PR #493, opened 2025-01-13
refactor!: use state instead of instantposvel

### LINKED ISSUE #433: [feat] Prefer reference frame dependent information (like position and velocity vectors) to be encapsulated in State object for LocalOrbitalFrames and Profiles
For the `LocalOrbitalFrameProvider` for example, we should move away from {Instant, VectorXd, VectorXd} (basically, time, pos and vel), to simply use {State}  in the signature. Then we can ensure that pos and vel are extracted in the parent frame (which is something we don't do now).

vishwa2710:
Closes #433

## Summary by CodeRabbit

- **New Features**
  - Introduced a new `State` object that consolidates instant, position, and velocity parameters across multiple components.

- **Refactor**
  - Streamlined method signatures in trajectory and frame-related classes by replacing multiple parameters with a single `State` object.
  - Updated method calls and test cases to utilize the new `State` object.

- **Documentation**
  - Updated method documentation to reflect changes in parameter types and method signatures.

- **Tests**
  - Modified test cases to accommodate the new `State` object.
  - Removed skipped test methods, indicating readiness for new implementations.

### DIFF
--- a/bindings/python/test/trajectory/test_local_orbital_frame_factory.py
+++ b/bindings/python/test/trajectory/test_local_orbital_frame_factory.py
@@ -7,7 +7,10 @@ from ostk.physics.time import DateTime
 from ostk.physics.time import Scale
 from ostk.physics.coordinate import Frame
 from ostk.physics.coordinate import Transform
+from ostk.physics.coordinate import Position
+from ostk.physics.coordinate import Velocity
 
+from ostk.astrodynamics.trajectory import State
 from ostk.astrodynamics.trajectory import LocalOrbitalFrameFactory
 from ostk.astrodynamics.trajectory import LocalOrbitalFrameTransformProvider
 
@@ -24,7 +27,7 @@ def local_orbital_transform_provider_type() -> LocalOrbitalFrameTransformProvide
 
 @pytest.fixture
 def transform_generator() -> callable:
-    return lambda instant, position, velocity: Transform.identity(Transform.Type.passive)
+    return lambda state: Transform.identity(Transform.Type.passive)
 
 
 @pytest.fixture
@@ -38,13 +41,24 @@ def instant() -> Instant:
 
 
 @pytest.fixture
-def position_vector() -> list:
-    return [7500000.0, 0.0, 0.0]
+def position() -> list:
+    return Position.meters([7500000.0, 0.0, 0.0], Frame.GCRF())
 
 
 @pytest.fixture
-def velocity_vector() -> list:
-    return [0.0, 5335.865450622126, 5335.865450622126]
+def velocity() -> list:
+    return Velocity.meters_per_second(
+        [0.0, 5335.865450622126, 5335.865450622126], Frame.GCRF()
+    )
+
+
+@pytest.fixture
+def state(
+    instant: Instant,
+    position: Position,
+    velocity: Velocity,
+) -> State:
+    return State(instant, position, velocity)
 
 
 class TestLocalOrbitalFrameFactory:
@@ -66,15 +80,9 @@ class TestLocalOrbitalFrameFactory:
     def test_generate_frame(
         self,
         local_orbital_frame_factory: LocalOrbitalFrameFactory,
-        instant: Instant,
-        position_vector: list,
-        velocity_vector: list,
+        state: State,
     ):
-        frame = local_orbital_frame_factory.generate_frame(
-            instant,
-            position_vector,
-            velocity_vector,
-        )
+        frame = local_orbital_frame_factory.generate_frame(state=state)
 
         assert frame is not None
         assert frame.is_defined()
--- a/bindings/python/test/trajectory/test_local_orbital_frame_factory.py
+++ b/bindings/python/test/trajectory/test_local_orbital_frame_factory.py
@@ -41,12 +41,12 @@ def instant() -> Instant:
 
 
 @pytest.fixture
-def position() -> list:
+def position() -> Position:
     return Position.meters([7500000.0, 0.0, 0.0], Frame.GCRF())
 
 
 @pytest.fixture
-def velocity() -> list:
+def velocity() -> Velocity:
     return Velocity.meters_per_second(
         [0.0, 5335.865450622126, 5335.865450622126], Frame.GCRF()
     )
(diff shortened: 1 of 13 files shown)


src/OpenSpaceToolkit/Astrodynamics/Trajectory/LocalOrbitalFrameFactory.cpp
```diff
@@ -50,18 +50,18 @@ struct SharedFrameEnabler : public Frame
     }
 };
 
-Shared<const Frame> LocalOrbitalFrameFactory::generateFrame(
-    const Instant& anInstant, const Vector3d& aPosition, const Vector3d& aVelocity
-) const
+Shared<const Frame> LocalOrbitalFrameFactory::generateFrame(const State& aState) const
 {
-    const String name = this->generateFrameName(anInstant, aPosition, aVelocity);
+    const State stateInParentFrame = aState.inFrame(parentFrameSPtr_);
```
phc1990, line 55: Nit: since we only need pos/vel and not all coordinate subsets might be portable to another frame without raising an error, we could reduce it first to avoid any issues

```suggestion
    const StateBuilder posVelStateBuilder = StateBuilder(state.getFrame(), {CartesianPosition::Default(), CartesianVelocity::Default()})
    const State posVelStateInParentFrame = posVelStateBuilder.reduce(aState).inFrame(parentFrameSPtr_);
```

phc1990 (approved):
Nice, I think this improves a lot the interface. 
Left a minor suggestion.

src/OpenSpaceToolkit/Astrodynamics/Trajectory/LocalOrbitalFrameTransformProvider.cpp
```diff
@@ -167,18 +167,18 @@ Transform LocalOrbitalFrameTransformProvider::generateTransform(
         case LocalOrbitalFrameTransformProvider::Type::VVLH:
         {
             // Y axis along negative orbital momentum
-            // Z axis along negative position vector
-            const Vector3d transformPosition = -aPosition;
-            const Vector3d transformVelocity = -aVelocity;
-            const Vector3d zAxis = -aPosition.normalized();
-            const Vector3d yAxis = -aPosition.cross(aVelocity).normalized();
+            // X axis toward velocity vector
```
phc1990, line 170:
```suggestion
            // Z axis along negative position vector
```

src/OpenSpaceToolkit/Astrodynamics/Trajectory/LocalOrbitalFrameTransformProvider.cpp
```diff
@@ -145,17 +144,18 @@ Transform LocalOrbitalFrameTransformProvider::generateTransform(
         {
             // X axis along position vector
             // Z axis along orbital momentum
-            const Vector3d transformPosition = -aPosition;
-            const Vector3d transformVelocity = -aVelocity;
-            const Vector3d xAxis = aPosition.normalized();
-            const Vector3d zAxis = aPosition.cross(aVelocity).normalized();
+            // Y axis toward velocity vector
```
phc1990, line 147: Don't know if this was intended to clarify.

I'm happy with it but maybe we should also add the a 3rd axis "toward" comment in the other frames?

Don't know if people will understand the difference between "along" and "toward". Maybe we should do "align" vs "toward"?

I leave it up to you.

bindings/python/test/trajectory/test_local_orbital_frame_factory.py
```diff
@@ -38,13 +41,24 @@ def instant() -> Instant:
 
 
 @pytest.fixture
-def position_vector() -> list:
-    return [7500000.0, 0.0, 0.0]
+def position() -> list:
```
apaletta3, line 44:
```suggestion
def position() -> Position:
```

bindings/python/test/trajectory/test_local_orbital_frame_factory.py
```diff
@@ -38,13 +41,24 @@ def instant() -> Instant:
...
+    return Position.meters([7500000.0, 0.0, 0.0], Frame.GCRF())
 
 
 @pytest.fixture
-def velocity_vector() -> list:
-    return [0.0, 5335.865450622126, 5335.865450622126]
+def velocity() -> list:
```
apaletta3, line 49:
```suggestion
def velocity() -> Velocity:
```

src/OpenSpaceToolkit/Astrodynamics/Trajectory/LocalOrbitalFrameTransformProvider.cpp
```diff
@@ -119,18 +116,20 @@ String LocalOrbitalFrameTransformProvider::StringFromType(const LocalOrbitalFram
...
-    const Instant& anInstant,
-    const Vector3d& aPosition,
-    const Vector3d& aVelocity
+Transform LocalOrbitalFrameTransformProvider::GenerateTransform(
+    const LocalOrbitalFrameTransformProvider::Type& aType, const State& aState
 )
 {
+    const Instant& instant = aState.accessInstant();
+    const Vector3d positionCoordinates = aState.getPosition().accessCoordinates();
+    const Vector3d velocityCoordinates = aState.getVelocity().accessCoordinates();
```
apaletta3, line 125: These are sure to be given in GCRF right?

src/OpenSpaceToolkit/Astrodynamics/Trajectory/LocalOrbitalFrameTransformProvider.cpp
apaletta3: Agree with Pau, either add the 3rd axis comment for all cases or no cases

src/OpenSpaceToolkit/Astrodynamics/Trajectory/LocalOrbitalFrameTransformProvider.cpp
apaletta3: Indeed, and then you can add the third axis at the end

apaletta3 (approved):
Very nice! Approved pending a couple nits

src/OpenSpaceToolkit/Astrodynamics/Trajectory/LocalOrbitalFrameTransformProvider.cpp
vishwa2710: They're not, they will be in whatever parent frame the user has provided, which can be GCRF. Typically these are provided by the localFrameFactory and in the correct frame. So I think we're covered.

apaletta3, line 125: I think we should explicitly put them in GCRF just in case, no? While we work with raw coordinates below that are assumed to be in GCRF
```suggestion
    const State& stateInGCRF = aState.inFrame(Frame::GCRF())
    const Vector3d positionCoordinates = stateInGCRF.getPosition().accessCoordinates();
    const Vector3d velocityCoordinates = stateInGCRF.getVelocity().accessCoordinates();
```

####################

*Your task*: Show each line of the listing that holds the string "posVelStateBuilder".

*Task response*:
    const StateBuilder posVelStateBuilder = StateBuilder(state.getFrame(), {CartesianPosition::Default(), CartesianVelocity::Default()})
    const State posVelStateInParentFrame = posVelStateBuilder.reduce(aState).inFrame(parentFrameSPtr_);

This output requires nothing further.